The first plague of water turning into blood is an interesting one to start with, but the topic of the two liquids is very pertinent to both collections. Water has an incredibly important role in the ideological and cultural landscape of ancient Egypt. The waters of the Nile were the lifeblood of ancient Egyptian society. It provided vital irrigation for farming, transport through the kingdom, and was linked closely with ideology and religion in Egypt. The Greek Herodotus is recorded as calling Egypt the “gift of the Nile”, implying that Egypt itself was born from the river—this further develops an idea I have discussed in a previous blog post: that the Nile is deeply connected with fertility. With this in mind it is not difficult to see how devastating the idea of water turning into blood would be for Egyptian society.

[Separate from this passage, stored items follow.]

PR #83, opened 2015-12-15
fix altitude trigger

tudorbarascu:
This is to fix the insert case with 2d geometry and null altitude when:
``insert into qwat_od.cover
(fk_distributor, fk_installation, fk_status, geometry)
SELECT 1, 1, 101, ST_SetSRID( ST_MakePoint( 400001, 400001), 21781);``

outputs:

``ERROR:  new row for relation "cover" violates check constraint "enforce_dims_geometry"
DETAIL:  Failing row contains (2, null, 1, 101, null, 1, null, null, t, null, null, 01010000201555000000000000046A184100000000046A1841, null, 1, null, null, null, null, 1, null, null, null, null)``


tudorbarascu:
@3nids Any thoughts on this? :)

3nids:
yes, looking today

PR #85, opened 2015-12-17
Moving year_end before year_rehabilitation

schoeller:
During installation the execution throws the error:

<code>psql:ordinary_data/pipe/od_pipe.sql:26: FEHLER:  Spalte "year_end" existiert nicht</code>

This seems due to that <code>year_end</code> should be called first.


3nids:
I am not getting such error, and I don't see how this could be solved by this.

schoeller:
My bad. Sorry

PR #90, opened 2016-01-26
Add a pipe vertex when a node intersects a pipe

### LINKED ISSUE #88: Automatically add a vertex when adding an object on pipe
When adding a new object on a pipe (valve, other punctual element), a new node should be automatically created using a trigger.

mhugo:
Should fix #88 
The unit tests have also been changed a bit


3nids:
Good job for the tests!
I would be in favor of going with a tolerance, can you update this?

Who is in charge of merging? Am I?

mhugo:
Ok for the tolerance, it would require to also update the node creation function. I'll have a look.
I will merge (this was just to have your feedback) and continue to work on it

mhugo:
Tolerance added in 586894f0

PR #99, opened 2016-02-12
fix altitude trigger

tudorbarascu:
This is to fix the insert case with 2d geometry and null altitude when:
``INSERT INTO qwat_od.cover
(fk_distributor, fk_installation, fk_status, geometry)
SELECT 1, 1, 101, ST_SetSRID( ST_MakePoint( 400001, 400001), 21781);``

outputs:

``ERROR:  new row for relation "cover" violates check constraint "enforce_dims_geometry"
DETAIL:  Failing row contains (2, null, 1, 101, null, 1, null, null, t, null, null, 01010000201555000000000000046A184100000000046A1841, null, 1, null, null, null, null, 1, null, null, null, null)``

### DIFF
--- a/ordinary_data/generic_functions/ft_geom3d_altitude.sql
+++ b/ordinary_data/generic_functions/ft_geom3d_altitude.sql
@@ -5,13 +5,20 @@
 CREATE OR REPLACE FUNCTION qwat_od.ft_geom3d_altitude() RETURNS TRIGGER AS
 $BODY$
 	BEGIN
-		-- altitude is prioritary on Z value of the geometry (if both changed, only altitude is taken into account)
-		IF NEW.altitude IS NULL THEN
-			NEW.altitude := NULLIF( ST_Z(NEW.geometry), 0.0); -- 0 is the NULL value
-		END IF;
-		IF 	NEW.altitude IS NULL     AND ST_Z(NEW.geometry) <> 0.0 OR
-			NEW.altitude IS NOT NULL AND ( ST_Z(NEW.geometry) IS NULL OR ST_Z(NEW.geometry) <> NEW.altitude ) THEN
-				NEW.geometry := ST_SetSRID( ST_MakePoint( ST_X(NEW.geometry), ST_Y(NEW.geometry), COALESCE(NEW.altitude,0) ), ST_SRID(NEW.geometry) );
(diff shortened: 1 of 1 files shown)


3nids:
@tudorbarascu this should be fixed now, correct?

tudorbarascu:
I'll retest and close it if that's the case. As it's been some time and no feed I was lazy enough and did not retest each time a new commit arrived. Thanks for the heads up!

3nids:
yes, I understand :)

tudorbarascu:
@3nids I just tested and it's exactly the same error.
The only thing that can be improved is to set the z to `-9999` or `-99999` but as we haven't established a consensus on that..

3nids:
I'm not a huge fan of making the altitude trigger more complex to fix a 2d/3d problem.
Now that QGIS works fine with 3d, is this really a matter?
If you go via SQL, then it's not big deal to add a ST_Force3d.
What do you think?

tudorbarascu:
Indeed, it wouldn't matter if it would work.
For me it doesn't work in a simple case, so it's a show stopper.

With latest Qgis Master, latest qwat model latest qwat.qgs project:
- add an installation (ouvrage)
- adding a cover on that installation throws:

``Could not commit changes to layer couvercles
 Errors: ERROR: 1 feature(s) not added.
  Provider errors:
      PostGIS error while adding features: ERROR:  new row for relation "cover" violates check constraint "enforce_dims_geometry"
    DETAIL:  Failing row contains (2, null, 1, 1301, 9801, 1, 2013, null, f, null, null, 01010000201555000061C6A8AFBFF020417545E462B7BD0041, null, 1, null, null, null, null, 1, null, null, null, null).``

I'm very curious if this works for you and if so, what are you doing differently.
I'm doing everything from QGIS, so.. no direct SQL.

Thanks for your time.

3nids:
should be fixed in last qwat project with QGIS master https://github.com/qwat/QWAT/commit/28c04aced4875979bc0f7dcae88ab5fe83efe5ff

3nids:
I also switched back column creation to Postgis 2+ style 980ed2f910343c2bd45fdb3aa719b4dcea873dba

tudorbarascu:
It's solved now! :+1:  Thanks and all the best

PR #101, opened 2016-02-18
Disable the creation of pipe vertex when doing a pipe creation

mhugo:
@3nids is it this kind of change you had in mind ?


3nids:
well yes. I was hoping for something cleaner than deactivating/enabling triggers, but I have nothing better to propose.

I would just rephrase the argument of the function to `deactivate_node_add_pipe_vertex boolean = False`

ok to merge for me

mhugo:
Idem, nothing better than that for now ...

PR #576, opened 2020-07-28
Rewrite Send null with ASTNode

lyriccoder:
fix https://github.com/cqfn/aibolit/issues/575

### DIFF
--- a/aibolit/patterns/send_null/send_null.py
+++ b/aibolit/patterns/send_null/send_null.py
@@ -1,4 +1,4 @@
-from typing import List
+from typing import List, Any
 
 from aibolit.ast_framework import ASTNodeType, AST
 from aibolit.utils.ast_builder import build_ast
@@ -9,19 +9,14 @@ class SendNull:
     def __init__(self):
         pass
 
-    def __is_null(self, val):
-        has_ternary_true_value = hasattr(val, 'value')
-        if has_ternary_true_value:
-            is_ternary_true_str = isinstance(val.value, str)
-            if is_ternary_true_str:
-                if val.value == 'null':
-                    return True
-                else:
-                    return False
-            else:
-                return False
-        else:
+    def __is_null(self, val: Any) -> bool:
+        if not hasattr(val, 'value'):
             return False
+        if not isinstance(val.value, str):
+            return False
+        if val.value != 'null':
+            return False
+        return True
 
     def value(self, filename: str) -> List[int]:
 
--- a/aibolit/patterns/send_null/send_null.py
+++ b/aibolit/patterns/send_null/send_null.py
@@ -1,8 +1,8 @@
 import javalang
 from typing import List
 
+from aibolit.ast_framework import ASTNodeType, AST
 from aibolit.utils.ast_builder import build_ast
-
 
 class SendNull:
 
@@ -65,3 +65,41 @@ class SendNull:
                 pass
         lst = sorted(lst)
         return lst
+
+
+class SendNullFixed:
+
+    def __init__(self):
+        pass
+
+
+    def value(self, filename: str) -> List[int]:
+
+        lines = set()
+        tree = AST.build_from_javalang(build_ast(filename))
+        invocatios_types = [
+            ASTNodeType.METHOD_INVOCATION,
+            ASTNodeType.EXPLICIT_CONSTRUCTOR_INVOCATION,
+            ASTNodeType.CLASS_CREATOR
+        ]
+        # print(tree)
+        for node in tree.get_proxy_nodes(*invocatios_types):
+            # print(node.member, '------------------------------')
+            # if node.line > 3533:
+                # print(node)
+            for argument in node.arguments:
+                if (argument.node_type == ASTNodeType.LITERAL) and (argument.value == "null"):
+                    lines.add(argument.line)
+
+        for node in tree.get_proxy_nodes(ASTNodeType.TERNARY_EXPRESSION):
+            # if node.line > 1000:
+                # print(node)
+            if (hasattr(node.if_true, 'value') and node.if_true.value == 'null') or \
+                    (hasattr(node.if_false, 'value') and node.if_false.value == 'null'):
+                lines.add(node.line)
+
+        lst = sorted(lines)
+        return lst
+
+# a = SendNullFixed().value(r'D:\git\aibolit\test\patterns\send_null\Temp.java')
+# print(a)
--- a/aibolit/patterns/send_null/send_null.py
+++ b/aibolit/patterns/send_null/send_null.py
@@ -24,8 +24,12 @@ class SendNull:
                     lines.add(argument.line)
 
         for node in tree.get_proxy_nodes(ASTNodeType.TERNARY_EXPRESSION):
-            if (hasattr(node.if_true, 'value') and node.if_true.value == 'null') or \
-                    (hasattr(node.if_false, 'value') and node.if_false.value == 'null'):
+            has_ternary_true_value = hasattr(node.if_true, 'value')
+            is_ternary_true_str = isinstance(node.if_true, str)
+            has_ternary_false_value = hasattr(node.if_false, 'value')
+            is_ternary_false_str = isinstance(node.if_false, str)
+            if (has_ternary_true_value and is_ternary_true_str and node.if_true.value == 'null') or \
+                    (has_ternary_false_value and is_ternary_false_str and node.if_false.value == 'null'):
                 lines.add(node.line)
 
         lst = sorted(lines)
--- a/aibolit/patterns/send_null/send_null.py
+++ b/aibolit/patterns/send_null/send_null.py
@@ -9,6 +9,20 @@ class SendNull:
     def __init__(self):
         pass
 
+    def __is_null(self, val):
+        has_ternary_true_value = hasattr(val, 'value')
+        if has_ternary_true_value:
+            is_ternary_true_str = isinstance(val.value, str)
+            if is_ternary_true_str:
+                if val.value == 'null':
+                    return True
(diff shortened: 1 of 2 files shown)


aibolit/patterns/send_null/send_null.py
```diff
@@ -9,59 +9,28 @@ class SendNull:
...
+            ASTNodeType.EXPLICIT_CONSTRUCTOR_INVOCATION,
+            ASTNodeType.CLASS_CREATOR
+        ]
+        for node in tree.get_proxy_nodes(*invocatios_types):
+            for argument in node.arguments:
+                if (argument.node_type == ASTNodeType.LITERAL) and (argument.value == "null"):
+                    lines.add(argument.line)
+
+        for node in tree.get_proxy_nodes(ASTNodeType.TERNARY_EXPRESSION):
+            has_ternary_true_value = hasattr(node.if_true, 'value')
```
aravij, line 27: Can we check just node type, instead of using `hasattr`.

aibolit/patterns/send_null/send_null.py
```diff
@@ -9,59 +9,28 @@ class SendNull:
...
+            is_ternary_true_str = isinstance(node.if_true, str)
```
aravij, line 28: I consider literal field value to be string. Is there are some examples, when we get some other data?

aibolit/patterns/send_null/send_null.py
```diff
@@ -9,59 +9,28 @@ class SendNull:
...
+        lines = set()
+        tree = AST.build_from_javalang(build_ast(filename))
+        invocatios_types = [
+            ASTNodeType.METHOD_INVOCATION,
+            ASTNodeType.EXPLICIT_CONSTRUCTOR_INVOCATION,
+            ASTNodeType.CLASS_CREATOR
+        ]
+        for node in tree.get_proxy_nodes(*invocatios_types):
+            for argument in node.arguments:
+                if (argument.node_type == ASTNodeType.LITERAL) and (argument.value == "null"):
```
aravij, line 23: Maybe just omit parentheses?

aibolit/patterns/send_null/send_null.py
```diff
@@ -9,59 +9,28 @@ class SendNull:
...
+        for node in tree.get_proxy_nodes(ASTNodeType.TERNARY_EXPRESSION):
+            has_ternary_true_value = hasattr(node.if_true, 'value')
+            is_ternary_true_str = isinstance(node.if_true, str)
+            has_ternary_false_value = hasattr(node.if_false, 'value')
+            is_ternary_false_str = isinstance(node.if_false, str)
+            if (has_ternary_true_value and is_ternary_true_str and node.if_true.value == 'null') or \
+                    (has_ternary_false_value and is_ternary_false_str and node.if_false.value == 'null'):
+                lines.add(node.line)
+
+        lst = sorted(lines)
```
aravij, line 35: I think all lines will come up already sorted. So maybe use list for lines?

aibolit/patterns/send_null/send_null.py
```diff
@@ -9,59 +9,28 @@ class SendNull:
...
+            for argument in node.arguments:
+                if (argument.node_type == ASTNodeType.LITERAL) and (argument.value == "null"):
+                    lines.add(argument.line)
+
+        for node in tree.get_proxy_nodes(ASTNodeType.TERNARY_EXPRESSION):
+            has_ternary_true_value = hasattr(node.if_true, 'value')
+            is_ternary_true_str = isinstance(node.if_true, str)
+            has_ternary_false_value = hasattr(node.if_false, 'value')
+            is_ternary_false_str = isinstance(node.if_false, str)
+            if (has_ternary_true_value and is_ternary_true_str and node.if_true.value == 'null') or \
```
aravij, line 31: This long check might be moved out into a separate method, so we could check null for `if_false` and `if_true`.

test/patterns/send_null/test_send_null.py
```diff
@@ -14,7 +14,7 @@ def test_one_send(self):
 
     def test_multi_level_invocation(self):
         lines = self.method_send_null_finder.value(Path(self.dir_path, 'Configuration.java'))
-        self.assertEqual(lines, [379, 442, 549, 638, 656, 830, 866, 1362, 2393, 2988, 3080, 3492, 3855])
+        self.assertEqual(lines, [379, 442, 549, 638, 656, 830, 866, 1362, 2393, 2874, 2988, 3080, 3492, 3758, 3855])
```
aravij, line 17: Sounds like we found some new lines, that match pattern.

aibolit/patterns/send_null/send_null.py
lyriccoder: yep, sometimes it is a class

aibolit/patterns/send_null/send_null.py
lyriccoder: cannot understand, sometimes we do not have `value` field, we need to check it

aibolit/patterns/send_null/send_null.py
lyriccoder: If you really need... In future if you add smth else, you can make a mistake. It is more readable

aibolit/patterns/send_null/send_null.py
lyriccoder: no, set are unordered:

` a_set = {6,7,8,9}`
`{8, 9, 6, 7}`

test/patterns/send_null/test_send_null.py
lyriccoder: we found new examples

aibolit/patterns/send_null/send_null.py
lyriccoder: in this case we will have side effect. It is an anti-pattern

aibolit/patterns/send_null/send_null.py
aravij: Ok then

aibolit/patterns/send_null/send_null.py
aravij: I mean if we will use `list` for storing line number, they will probably come up all in right order. No need for `set` or `sorted`.

aibolit/patterns/send_null/send_null.py
```diff
@@ -9,59 +9,37 @@ class SendNull:
...
-                if not isinstance(i, list):
-                    if hasattr(i, '_position'):
-                        if i.position:
-                            return i._position.line
-                        else:
-                            for j in i.children:
-                                position = self.__find_position_recursively(j)
-                                if position:
-                                    return position
+    def __is_null(self, val):
```
aravij, line 12: I hardly can find this function neither readable nor maintainable. Hope you too.

aibolit/patterns/send_null/send_null.py
```diff
@@ -9,59 +9,37 @@ class SendNull:
...
+        has_ternary_true_value = hasattr(val, 'value')
+        if has_ternary_true_value:
+            is_ternary_true_str = isinstance(val.value, str)
+            if is_ternary_true_str:
+                if val.value == 'null':
+                    return True
```
acheshkov, line 18:
```suggestion
    def __is_null(self, val):
        if not hasattr(val, 'value'): 
            return False
        if not  isinstance(val.value, str): 
            return False
        if val.value != 'null': 
            return False
        return True
```

aibolit/patterns/send_null/send_null.py
acheshkov: @lyriccoder, @aravij ask you the example

aibolit/patterns/send_null/send_null.py
acheshkov: @lyriccoder I think you can write it more elegant

aibolit/patterns/send_null/send_null.py
aravij: @lyriccoder  If there exist such example, that you cannot simply check for node is `LITERAL` or its `value` being something else than string, than we better add it to the tests. After all I still consider that checking for node type `LITERAL` is enough.

aibolit/patterns/send_null/send_null.py
lyriccoder: this line will fail: 
`if not  isinstance(val.value, str): ` if val doesn't have value field. Your code will fail the program

aibolit/patterns/send_null/send_null.py
acheshkov, line 12: please, add typings

aibolit/patterns/send_null/send_null.py
acheshkov: `if val doesn't have value field` I will exit with False before

test/patterns/send_null/test_send_null.py
```diff
@@ -26,7 +26,7 @@ def test_simple_invocation(self):
 
     def test_more_method_invocations(self):
         lines = self.method_send_null_finder.value(Path(self.dir_path, 'SequenceFile.java'))
-        self.assertEqual(lines, [1186, 1201, 1217, 3285, 3298, 3367, 3537, 3550])
+        self.assertEqual(lines, [1097, 1186, 1201, 1217, 3285, 3298, 3367, 3537, 3550])
```
acheshkov, line 29: why do we change asset expression?

lyriccoder: new cases were found since I was not looking for Literal only

aibolit/patterns/send_null/send_null.py
lyriccoder: fixed

acheshkov:
@rultor merge

PR #577, opened 2020-07-28
Redundant_catch refactored 

Vitaly-Protasov:
Solved in case of #528 

Also test was change because of previous error (you can check the sourse code and make sure that this code structure should be detected too

### DIFF
--- a/test/patterns/redundant_catch/test_redundant_catch.py
+++ b/test/patterns/redundant_catch/test_redundant_catch.py
@@ -104,4 +104,4 @@ class RedundantCatchTest(TestCase):
         """
         pattern = RedundantCatch()
         lines = pattern.value(os.path.dirname(os.path.realpath(__file__)) + '/Cache.java')
-        self.assertEqual(lines, [])
+        self.assertEqual(lines, [393])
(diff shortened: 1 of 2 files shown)


aravij:
@acheshkov @lyriccoder  I have finished the task, so please take additional look and merge if it is ok.

test/patterns/redundant_catch/test_redundant_catch.py
```diff
@@ -104,4 +104,4 @@ def test_fake_try_in_lambda(self):
         """
         pattern = RedundantCatch()
         lines = pattern.value(os.path.dirname(os.path.realpath(__file__)) + '/Cache.java')
-        self.assertEqual(lines, [])
+        self.assertEqual(lines, [393])
```
lyriccoder, line 107: no, it's wrong behaviour. W have lambda. There is no another way to handle exception in lambda. There was a test to check that. If we have try in lambda, we should ignore it

Vitaly-Protasov: @lyriccoder  I FIXED IT!

acheshkov:
@rultor merge

aravij:
@rultor why not merging?

PR #578, opened 2020-07-29
Refactor nested blocks.

aravij:
Delete nested loops and use nested blocks pattern drectly.


aravij:
There is one test failing. Are we considering a pattern with nested if like this:
```java
if(x == 0) {
    doSmth();
    if(y == 0) {
        doSmth();
    }
    doSmth();
}
```
It does seems to me a direct nesting like in all other test examples with cycles.

acheshkov:
@rultor merge

acheshkov:
@aravij please take a look

aravij:
@acheshkov The merge will fail anyway, because unit tests are failing. I posted above a comment about current pattern. How does this pattern should behave? I can't extract this information from comments. There is only one such example. is it correct or not?

acheshkov:
> @acheshkov The merge will fail anyway, because unit tests are failing. I posted above a comment about current pattern. How does this pattern should behave? I can't extract this information from comments. There is only one such example. is it correct or not?

@aravij Sorry, did not realize that it's a question.

acheshkov:
> There is one test failing. Are we considering a pattern with nested if like this:
> 
> ```java
> if(x == 0) {
>     doSmth();
>     if(y == 0) {
>         doSmth();
>     }
>     doSmth();
> }
> ```
> 
> It does seems to me a direct nesting like in all other test examples with cycles.

Yes, let's consider this as a pattern match

aravij:
@acheshkov tests are fixed. Please approve and merge.

acheshkov:
@rultor merge

PR #590, opened 2020-08-04
Rewrite class decomposition.

aravij:


test/utils/test_ast_node.py
```diff
@@ -43,7 +43,8 @@ def test_fields(self):
         self.assertEqual(java_class.modifiers, set())
         self.assertEqual(java_class.documentation, "/**\n* Some documentation\n*/")
 
-        fields_names = {field.name for field in java_class.fields}
+        # consider each field declaration declares single field
+        fields_names = {field.names[0] for field in java_class.fields}
```
lyriccoder, line 47: is it possible to add test when we cannot decompose class:
1) it has LCOM1, so it should return the class itself
2) if nothing to decompose (empty class or interface)

acheshkov:
@rultor merge

PR #595, opened 2020-08-05
Add list() in model's output

angusev:
@lyriccoder please check if this commit raises no conflicts


lyriccoder:
why do u need such a change?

One papyrus from the twelfth dynasty (c.1991-1803 BCE) interestingly states that the “river is blood“, which has caused some debate over the occurrence of the plagues in Egyptian history. However, the most probable explanation is that during the harsh flooding of the Nile the disturbed red river silt would create this phenomena.

Blood as well as water was also symbolically significant to the Ancient Egyptians. Wine was given as “blood of the Gods” during certain religious offerings, something akin to the Christian symbolism of using wine as the blood of Christ, and the deity Shesmu is also linked with blood, being the lord of wine and the “great slaughterer of the gods”.

It is also not difficult to connect the Grant Museum with water and blood as they are both vital components to many living creatures on earth. For this post I wish to focus in on one of my favourite water dwellers in the museum and one that has a deep connection with ancient Egypt. This mammal can certainly displace a lot of water and coincidently produces a fluid over its skin that is often called blood sweat. The hippopotamus, known as a “river horse” by the ancient Greeks secretes a substance called hipposudoric acid. The liquid is red, which gives it its colloquial name, but it is neither sweat nor blood. In fact the secretion is an example of an evolutionary masterpiece—a natural sunscreen! This fluid is very much needed due to their skin being exposed in blistering high UV environments (and being a redhead who works in sub-Saharan Africa- I can fully appreciate this)! As well as the blood sweat creating UV protection it is also a very good antiseptic, which is useful as hippos can be extremely aggressive animals.

Fig 2. Hippo skull in the Grant Museum of Zoology (Catalogue no. Z32)

Sadly, the hippo is no longer found in Egypt but in dynastic times it was a hazard to boat travellers along the Nile and was present in ideological and cultural symbolism.  The deity Taweret was often depicted in the form of a pregnant hippo as she represented fertility (like frogs!). Hippo figurines are also found on ancient Egyptian sites (Fig 3) and hippo tusk ivory was used to make pendants, amulets and sculptural pieces.

Fig 3. Blue glazed faience hippopotamus (Petrie Museum Catalogue No. UC45074)

As you can see, water and blood were and still are incredibly important cultural symbols, most probably due to their inescapable connection to the natural world and to life and death. It really is no wonder that that these themes come up time and time again all over the world.

I hope you have enjoyed my first foray into the Plagues of Egypt as much as I have… I’m quite excited about what direction they might take my research in next!